= Beginning of Section =

PR #4013, opened 2024-02-16
Fixed regex in XPathMatcher to support dots

kislam01:
## What's changed?
This PR fixes the Regex Pattern in XPathMatcher to support the 'dot' character in xPaths. 

## What's your motivation?
I was trying to use the xPathMatcher to find a match for a groupId in a pom file (e.g. `dependency[groupId='com.fasterxml.jackson']`). However, I noticed that the Regex pattern defined [here](https://github.com/kislam01/rewrite/blob/main/rewrite-xml/src/main/java/org/openrewrite/xml/XPathMatcher.java#L43) does not support the 'dot' character, which is why it wasn't able to find a match for the groupId. This PR aims to resolve this issue.

### Checklist


timtebeek (approved):
Thanks for the fix! Appreciate that you immediately dove in to see this resolved. :)

PR #4014, opened 2024-02-16
FindDependency now supports an optional version filter, and, created …

nmck257:
…a corresponding FindManagedDependency recipe

### Checklist

### DIFF
--- a/rewrite-maven/src/main/java/org/openrewrite/maven/search/FindDependency.java
+++ b/rewrite-maven/src/main/java/org/openrewrite/maven/search/FindDependency.java
@@ -53,7 +53,7 @@ public class FindDependency extends Recipe {
 
     @Option(displayName = "Version pattern",
             description = "Allows version selection to be extended beyond the original Node Semver semantics. So for example," +
-                    "Setting 'version' to \"25-29\" can be paired with a metadata pattern of \"-jre\" to select Guava 29.0-jre",
+                          "Setting 'version' to \"25-29\" can be paired with a metadata pattern of \"-jre\" to select Guava 29.0-jre",
             example = "-jre",
             required = false)
     @Nullable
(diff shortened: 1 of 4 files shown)


rewrite-maven/src/main/java/org/openrewrite/maven/search/FindDependency.java
```diff
@@ -73,11 +100,31 @@ public TreeVisitor<?, ExecutionContext> getVisitor() {
...
+            // shouldn't happen, but if it does, fail the condition
+            return false;
+        }
+        String actualVersion = resolvedDependency.getVersion();
+        Validated<VersionComparator> validate = Semver.validate(desiredVersion, versionPattern);
+        if (validate.isInvalid()) {
+            return false;
+        }
+        assert(validate.getValue() != null);
+        return validate.getValue().isValid(actualVersion, actualVersion);
```
timtebeek, line 128: Perhaps it's just my unfamiliarity, but calling `.isValid(actualVersion, actualVersion)` with the actual version twice seemed odd to me at first, although it might be ok from seeing how `Semver.validate` returns one of many ranges. Asking here just to be sure.

nmck257: The first arg of `VersionComparator::isValid` is for the current version, which is relevant for the `LatestPatch` implementation. In this case, the version is not changing, so the `actualVersion` is an appropriate value for both the current version and the version-under-test.

...but yes, it's a surprising method signature. I made another change recently in another class which had a long-standing (small) bug with its use of the same method.

Todo edit with link

timtebeek: Thanks! I'll have a look there as well; Then we're good to merge if you think so too.

PR #4015, opened 2024-02-17
Correctly set `Cursor` in `Repeat`

JLLeitschuh:
The `Cursor` wasn't being set in `Repeat` causing issues when
used for non `SourceFile` trees.

## What's changed?

Adds a call to `setCursor` in the loop for `Repeat`.
Also adds internal validation that `Repeat` is being called with the correct
`Cursor` set.

## What's your motivation?

When using `Recipe` visitors on sub-trees, and those visitors called `autoFormat` they were failing
when the `JavaSourceFile` couldn't be located in the `Cursor` hierarchy.

### Checklist


JLLeitschuh:
@sambsnyd I think this is one for you to take a look at ideally.

PR #4016, opened 2024-02-17
Fix 🦶🔫: Validate `visitNonNull` arguments

JLLeitschuh:
I often find myself shooting myself in the foot passing the wrong `Cursor` to `visitNonNull`.

This is a very easy mistake to make and often leads to quite a bit of confusion.

This fixes that by validating that a parent cursor is being passed, not the current cursor.

## What's changed?

Adds a bit of sanity validation to `visitNonNull(Tree tree, P p, Cursor parent)`

AFAIK this method is really only called when composing one visitor of another visitor, and
isn't called in the hot-path for normal LST tree traversal.

## What's your motivation?

Reduce how often I and other's new to OpenRewrite make the mistake of passing the `Cursor` for the tree, instead of passing the parent cursor.

### Checklist

### DIFF
--- a/rewrite-core/src/main/java/org/openrewrite/TreeVisitor.java
+++ b/rewrite-core/src/main/java/org/openrewrite/TreeVisitor.java
@@ -200,6 +200,11 @@ public abstract class TreeVisitor<T extends Tree, P> {
     }
 
     public T visitNonNull(Tree tree, P p, Cursor parent) {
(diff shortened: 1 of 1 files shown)


JLLeitschuh:
@sambsnyd want to take a look at this too?

knutwannheden (approved):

= End of Section =

The problem:
Your response must contain all of the records, copied exactly.

Final answer:
PR #4013, opened 2024-02-16
Fixed regex in XPathMatcher to support dots

kislam01:
## What's changed?
This PR fixes the Regex Pattern in XPathMatcher to support the 'dot' character in xPaths. 

## What's your motivation?
I was trying to use the xPathMatcher to find a match for a groupId in a pom file (e.g. `dependency[groupId='com.fasterxml.jackson']`). However, I noticed that the Regex pattern defined [here](https://github.com/kislam01/rewrite/blob/main/rewrite-xml/src/main/java/org/openrewrite/xml/XPathMatcher.java#L43) does not support the 'dot' character, which is why it wasn't able to find a match for the groupId. This PR aims to resolve this issue.

### Checklist


timtebeek (approved):
Thanks for the fix! Appreciate that you immediately dove in to see this resolved. :)

PR #4014, opened 2024-02-16
FindDependency now supports an optional version filter, and, created …

nmck257:
…a corresponding FindManagedDependency recipe

### Checklist

### DIFF
--- a/rewrite-maven/src/main/java/org/openrewrite/maven/search/FindDependency.java
+++ b/rewrite-maven/src/main/java/org/openrewrite/maven/search/FindDependency.java
@@ -53,7 +53,7 @@ public class FindDependency extends Recipe {
 
     @Option(displayName = "Version pattern",
             description = "Allows version selection to be extended beyond the original Node Semver semantics. So for example," +
-                    "Setting 'version' to \"25-29\" can be paired with a metadata pattern of \"-jre\" to select Guava 29.0-jre",
+                          "Setting 'version' to \"25-29\" can be paired with a metadata pattern of \"-jre\" to select Guava 29.0-jre",
             example = "-jre",
             required = false)
     @Nullable
(diff shortened: 1 of 4 files shown)


rewrite-maven/src/main/java/org/openrewrite/maven/search/FindDependency.java
```diff
@@ -73,11 +100,31 @@ public TreeVisitor<?, ExecutionContext> getVisitor() {
...
+            // shouldn't happen, but if it does, fail the condition
+            return false;
+        }
+        String actualVersion = resolvedDependency.getVersion();
+        Validated<VersionComparator> validate = Semver.validate(desiredVersion, versionPattern);
+        if (validate.isInvalid()) {
+            return false;
+        }
+        assert(validate.getValue() != null);
+        return validate.getValue().isValid(actualVersion, actualVersion);
```
timtebeek, line 128: Perhaps it's just my unfamiliarity, but calling `.isValid(actualVersion, actualVersion)` with the actual version twice seemed odd to me at first, although it might be ok from seeing how `Semver.validate` returns one of many ranges. Asking here just to be sure.

nmck257: The first arg of `VersionComparator::isValid` is for the current version, which is relevant for the `LatestPatch` implementation. In this case, the version is not changing, so the `actualVersion` is an appropriate value for both the current version and the version-under-test.

...but yes, it's a surprising method signature. I made another change recently in another class which had a long-standing (small) bug with its use of the same method.

Todo edit with link

timtebeek: Thanks! I'll have a look there as well; Then we're good to merge if you think so too.

PR #4015, opened 2024-02-17
Correctly set `Cursor` in `Repeat`

JLLeitschuh:
The `Cursor` wasn't being set in `Repeat` causing issues when
used for non `SourceFile` trees.

## What's changed?

Adds a call to `setCursor` in the loop for `Repeat`.
Also adds internal validation that `Repeat` is being called with the correct
`Cursor` set.

## What's your motivation?

When using `Recipe` visitors on sub-trees, and those visitors called `autoFormat` they were failing
when the `JavaSourceFile` couldn't be located in the `Cursor` hierarchy.

### Checklist


JLLeitschuh:
@sambsnyd I think this is one for you to take a look at ideally.

PR #4016, opened 2024-02-17
Fix 🦶🔫: Validate `visitNonNull` arguments

JLLeitschuh:
I often find myself shooting myself in the foot passing the wrong `Cursor` to `visitNonNull`.

This is a very easy mistake to make and often leads to quite a bit of confusion.

This fixes that by validating that a parent cursor is being passed, not the current cursor.

## What's changed?

Adds a bit of sanity validation to `visitNonNull(Tree tree, P p, Cursor parent)`

AFAIK this method is really only called when composing one visitor of another visitor, and
isn't called in the hot-path for normal LST tree traversal.

## What's your motivation?

Reduce how often I and other's new to OpenRewrite make the mistake of passing the `Cursor` for the tree, instead of passing the parent cursor.

### Checklist

### DIFF
--- a/rewrite-core/src/main/java/org/openrewrite/TreeVisitor.java
+++ b/rewrite-core/src/main/java/org/openrewrite/TreeVisitor.java
@@ -200,6 +200,11 @@ public abstract class TreeVisitor<T extends Tree, P> {
     }
 
     public T visitNonNull(Tree tree, P p, Cursor parent) {
(diff shortened: 1 of 1 files shown)


JLLeitschuh:
@sambsnyd want to take a look at this too?

knutwannheden (approved):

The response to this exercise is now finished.